***** Dataset excerpts

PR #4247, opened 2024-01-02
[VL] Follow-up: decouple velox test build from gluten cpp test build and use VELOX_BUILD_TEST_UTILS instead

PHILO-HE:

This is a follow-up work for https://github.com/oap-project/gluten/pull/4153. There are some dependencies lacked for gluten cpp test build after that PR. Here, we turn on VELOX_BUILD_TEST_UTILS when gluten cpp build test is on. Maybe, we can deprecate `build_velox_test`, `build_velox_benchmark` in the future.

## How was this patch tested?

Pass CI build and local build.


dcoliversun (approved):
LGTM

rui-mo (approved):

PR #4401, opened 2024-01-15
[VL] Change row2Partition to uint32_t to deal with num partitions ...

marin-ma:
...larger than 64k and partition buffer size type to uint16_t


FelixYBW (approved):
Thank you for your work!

**********

What this task involves: Starting with the first record, copy everything through the final one exactly.

Solution below:
PR #4247, opened 2024-01-02
[VL] Follow-up: decouple velox test build from gluten cpp test build and use VELOX_BUILD_TEST_UTILS instead

PHILO-HE:

This is a follow-up work for https://github.com/oap-project/gluten/pull/4153. There are some dependencies lacked for gluten cpp test build after that PR. Here, we turn on VELOX_BUILD_TEST_UTILS when gluten cpp build test is on. Maybe, we can deprecate `build_velox_test`, `build_velox_benchmark` in the future.

## How was this patch tested?

Pass CI build and local build.


dcoliversun (approved):
LGTM

rui-mo (approved):

PR #4401, opened 2024-01-15
[VL] Change row2Partition to uint32_t to deal with num partitions ...

marin-ma:
...larger than 64k and partition buffer size type to uint16_t


FelixYBW (approved):
Thank you for your work!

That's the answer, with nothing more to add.